Build a sandcastle. Play beach volleyball. Toss a Frisbee in the shallows. You’ll be amazed at how seemingly mundane activities really come alive just by being at the beach. And you can never go wrong just lying on the beach catching up on your reading. (Don’t forget your sunscreen and sunglasses though!)
#3 Investigate Your Seafood
When choosing which seafood to ravenously devour on your vacation, it’s important to know which species are local. In St. Pete Beach, grouper and snapper were local, fresh options at every restaurant. Once you identify the local species, it’s important to figure out which of those is sustainably caught. I’ve mentioned the Monterey Bay Aquarium Seafood Watch app before, because I love it so. According to the Seafood Watch, grouper is a “good alternative” while a lot of snapper fished in the Gulf of Mexico is a “best choice.” Always try to eat “best choice” first, “good alternative” if there are no “best choice” options available; and never eat anything of the “avoid” list.
Shellfish like shrimp and crab can be all over the place, and often not local to the destination. Ask where the seafood comes from so you can make a more informed decision.
#4 Conserve Water
We Americans are incredibly fortunate to (for the most part) have easy access to fresh water whenever we want it. We turn on a tap and bam! our thirst is quenched. Part of this is due to our developed infrastructure, and part is due to easily accessible freshwater sources. In landlocked Kentucky, all water sources are fresh water.
Some of the most popular and beautiful beaches are part of small Caribbean islands that don’t have simple access to fresh water. A lot of the water is desalinated ocean water, and desalinization isn’t as easy (or cheap) as simply collecting water from a stream. Fresh water is not only crucial to have a good vacation, but more crucial for the locals’ lives. Sometimes it’s hard to imagine, but people live at the places we visit. We have the privilege to vacation there, but the responsibility to do no harm. So please conserve water on your beach vacation.

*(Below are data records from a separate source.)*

Issue #1772, opened 2022-07-08
Error in moving on-hold applications to resume screening


P4NK4J:
**Describe the task**
When we move any application from **on-hold to resume screening**, its status is changed as an in-progress application in the database. While it should have a `new` status and `new application` tag associated. This fix is required only if we move any application from `on-hold` to `resume screening`, which was never evaluated. For the applications whose resume screening is done, they should not be part of this feature.

To solve this issue you can follow these subtasks.

- [x]  Find the application listing page where the `on-hold` application is shown.
- [x]  Find the route file(web.php) in which the route is defined for when you move the **on-hold application** to resume screening.
- [x]  From the route file(web.php) you get the function for the particular controller.
- [x]  In this function you need to make a logic for if the application status is `on-hold` then put the `new` status. You can refer to the application functions where the status is being changed.

PR #1894, opened 2022-07-18
Feature/1772/fixing new status

ASHISH-KOHLI:
#1772

### Description
new application tag is associated when an application is sent form on hold to resume screening 

### Checklist:

### DIFF
--- a/Modules/HR/Entities/ApplicationRound.php
+++ b/Modules/HR/Entities/ApplicationRound.php
@@ -66,7 +66,8 @@ class ApplicationRound extends Model
                 if ($application->status=='on-hold') {
                     $application->untag('on-hold');
                     $application->tag('new-application');
-                }else{
+                }
+                else{
                     $application->untag('new-application');
                     $application->tag('in-progress');
                 }
--- a/Modules/HR/Entities/ApplicationRound.php
+++ b/Modules/HR/Entities/ApplicationRound.php
@@ -63,8 +63,8 @@ class ApplicationRound extends Model
                 break;
 
             case 'confirm':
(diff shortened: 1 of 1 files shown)


P4NK4J (changes requested):
@ASHISH-KOHLI This is not as per the requirements. I moved an on-hold application to Resume Screening round, and its status is still showing in-progress, and awaiting confirmation. The application status should be `new` and it should have corresponding tag.

ASHISH-KOHLI:
@P4NK4J okay i will fix it

P4NK4J:
@ASHISH-KOHLI I tested with an application, it seems that moving it to Resume Screening is not correct. Right now, its showing accepted in Resume screening, and then again in Resume screening application is available for evaluation. 
The workflow should be, if an application is in `on-hold`, and from there if its moved to Resume screening, it should appear as a fresh application, like shared in the second screenshot. 
You need to change the status from `on-hold` to `new` in the database and use tags correspondingly
Screenshot 2022-07-19 at 11 38 06 AM

image

P4NK4J (changes requested):
Left some feedback, please check.

viveknegi84:
Sorry for that.😬

P4NK4J (changes requested):
@ASHISH-KOHLI While I am moving an application, its not available for evaluation in resume screening, and in the timeline it is showing that resume screening has already conducted. Please take a look and find how the data is present for new applications, we need to replicate the same in these cases as well (only if an application is moved to resume screening from on hold)
Feel free to reach out if you have any questions.
image

P4NK4J (approved):
Looks good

There are lots of ways you can conserve water: take shorter showers, don’t let the faucet run while you brush your teeth or wash your face. On my vacation I saw a family building a sandcastle with fresh water meant to wash off sand and salt water off people. Don’t do that; ocean water works just as well as fresh water when building a sandcastle.
#5 Don’t Be Greedy
I have talked about sustainable souvenirs before, but I feel the beach deserves special scrutiny. When I was little I loved collecting shells. But as I got a bit older, my grandmother gifted me shells she had collected decades ago. I’m talking full-sized sand dollars, massive conchs—I had never seen such large, intact shells. And then my mom told me that shells like that had been all over the place when she was younger. So why weren’t there any when I was a child?
Because too many people took shells from the beach.
I’m not saying you shouldn’t take any shells from the beach--collecting shells is certainly a better alternative to buying harvested starfish and sand dollars. But you don’t need all the shells, I promise. Aim to bring back only one small shell from your trip. And please make sure it’s uninhabited—the animals living in them don’t want to go home with you.
And speaking of which, don’t bring back any living things. Don’t support the hermit crab industry (even though I get it—I had hermit crabs when I was little). And definitely do not take an animal out of the ocean to become your pet. I feel like I shouldn’t have to say this, but it’s been known to happen. Yes, conchs are adorable, but they need to live in the ocean, not in your aquarium.
Bonus #6 Avoid Sand Dunes
Sand dunes are coastline’s first and best defense against storm surge and erosion. If you want your favorite beach spot to be where it is year after year, you’ll leave the sand dunes alone. Don’t step on them, take sand from then, or take plants from them. Take pictures of them (because they’re gorgeous!) but that’s all!
These are only a few of the ways you can make your beach vacation sustainable, certainly not all the ways. If you have other tips, please share them in the comments so we can all benefit from your knowledge!
Now get out there and go!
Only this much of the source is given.